近年、世界的に猫の飼育頭数が増加している現象が注目されています。この傾向は米国や欧州、日本をはじめとするさまざまな地域で確認されており、背景には複数の要因が絡み合っています。一方で、猫の飼育が増えることによる課題も浮き彫りになっています。

まず、米国における猫の飼育状況を見てみましょう。米国獣医師会(AVMA)のリリースによると2024年時点で米国の猫の飼育頭数は約7,380万頭と推定されています。一方、犬の飼育頭数は約8,970万頭で、依然として犬が多いものの、近年の増加率では猫が上回っています。
Packaged Factsのデータによると、猫を飼っている世帯は2021年の3,020万世帯から2023年に3,210万世帯に増加し、犬を飼っている世帯は5,330万世帯から4,990万世帯に減少しています。この傾向は新たにペットを迎える世帯にも見られ、子猫を飼う世帯は2014年の310万世帯から2023年に390万世帯に増加する一方、子犬を飼う世帯は560万世帯から440万世帯に減少しています。
欧州に目を向けると、FEDIAF(欧州ペットフード産業連盟)のデータが示すように、2022年時点で欧州全体の猫の飼育頭数は約1億3,000万頭に達しており、犬の飼育頭数(約1億600万頭)を上回っています。特にドイツやフランス、ロシアなどで猫の飼育が顕著に増えています。

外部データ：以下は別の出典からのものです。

PR #277, opened 2019-09-03
Not delete $INSTDIR while Python is still running

wulmer:
On Windows, it may occur that a process is locking access
to loaded DLLs or its EXE file. If the uninstaller tries to
call Python for deleting the Anaconda installation directory,
Python will prevent itself from deleting its own executable.

Therefore, NSIS should perform the deletion, not Python itself.
(which is done anyways in the next line)

### DIFF
--- a/constructor/nsis/main.nsi.tmpl
+++ b/constructor/nsis/main.nsi.tmpl
@@ -876,7 +876,6 @@ Section "Uninstall"
 
     ExecWait '"$INSTDIR\pythonw.exe" -E -s "$INSTDIR\Lib\_nsis.py" rmpath'
     ExecWait '"$INSTDIR\pythonw.exe" -E -s "$INSTDIR\Lib\_nsis.py" rmreg'
-    ExecWait '"$INSTDIR\pythonw.exe" -E -s "$INSTDIR\Lib\_nsis.py" del "$INSTDIR"'
 
     RMDir /r /REBOOTOK "$INSTDIR"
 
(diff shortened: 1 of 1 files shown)


msarahan:
That deletion is meant as a first pass.  It shells out to the fastest way we know of to clean up files.  For ones that deletion fails on, it should leave the files in place.  It may rename them with a .conda_trash extension or something like that.

Are you seeing errors that indicate this failure handling isn't working properly?

mcg1969:
@wulmer I just want to make sure you've had a chance to consider the merit of the PR in light of Mike's comments above. If I'm reading him correctly, at least _attempting_ to delete the files using `_nsis.py` is the fastest approach. Certainly the RMDir command could do it but it would be slower. Do you have reason to believe his analysis is incorrect or introduces additional failure modes?

wulmer:
@mcg1969 Thanks for taking this up... sorry that I didn't respond for so long.

My PR was actually a bit half-baked. It is true (like Mike wrote) that `_nsis.py`'s deletion is much faster and should be preferred, but my concern (and my observation for one of my installers) was that if the call to `_nsis.py` fails because there are some files currently being used, the `ExecWait` will set the error flag of the uninstaller.
So, IMHO there should be some kind of error handling/tolerance instead of a simple `ExecWait`.

The best solution in my opinion should ignore the exit status of that particular `ExecWait` call. As we anyways clean up afterwards, the exit code is not relevant here, but if this command fails, the uninstall process fails.

I'll try to find some time today to check this again with the newest constructor code base.

wulmer:
OK, now I remember what was my original concern:

The uninstaller worked correctly, even if there were locked files. But in that case it showed a stack trace dialog from the `pythonw _nsis.py` call which blocks the application during silent mode.

When running the uninstaller non-interactively, this dialog window blocks the uninstallation process and leads to half-uninstalled application.

To prevent merging and a useless commit history, I'll create a new PR with my changes.

wulmer:
The new PR is https://github.com/conda/constructor/pull/345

日本では、ペットフード協会の「全国犬猫飼育実態調査」によると、2023年時点で猫の飼育頭数は約907万頭、犬は約684万頭と、猫が犬を上回る状況が続いています。この10年間で犬の飼育頭数が減少している一方で、猫は微増傾向を維持しています。
猫の飼育頭数が増加している理由は、経済的や社会的な要因とも深く関連しています。まず、核家族化や単身世帯の増加が挙げられます。これにより、ペットを家族の一員として迎え入れ、精神的なつながりを求める人が増えています。また、リモートワークの普及によって在宅時間が増えたことも、ペットを飼う動機を後押ししています。特に猫は、長時間一緒にいてもストレスを感じにくく、適度な距離感を保ちながら生活できる点で人気があります。
しかし、猫の飼育頭数の増加は同時にいくつかの課題も伴います。それは飼育放棄です。経済的な理由や生活環境の変化などにより、飼い主が猫の飼育を継続することが困難になり、やむを得ず猫を手放してしまうケースが増加しています。コロナ禍の収束とともに放棄されたケースが記憶に新しいでしょう。
また、多頭飼育崩壊の問題も増えています。飼育放棄されたり、適切な管理(避妊去勢)が行われていない猫が、大量に飼育される状態を指します。多頭飼育崩壊は、動物虐待や近隣住民とのトラブル、地域社会への悪影響など、深刻な問題を引き起こす可能性があります。
さらに、むやみな餌やりも大きな問題でもあります。野良猫や地域猫に餌を与える行為は、一見すると善意の行為のように思えますが、不妊・去勢手術を行わずに行われると、猫の数が急増し、地域猫問題を悪化させます。これは、地域社会でトラブルが発生したり、猫の健康問題が深刻化する恐れがあります。
これらの問題は、猫の飼育頭数の増加という社会現象の裏側にある、複雑な課題であるといえるでしょう。
猫との暮らしは、癒しや喜びをもたらしますが、同時に大きな責任が伴います。動物の一生を預かるということは、適切な環境で最後まで面倒を見ることを意味します。そして、地域社会の一員として、野良猫や地域猫問題にも目を向け、猫と人がともに暮らせる社会を考えることも、私たちに与えられた大切な機会と言えるでしょう。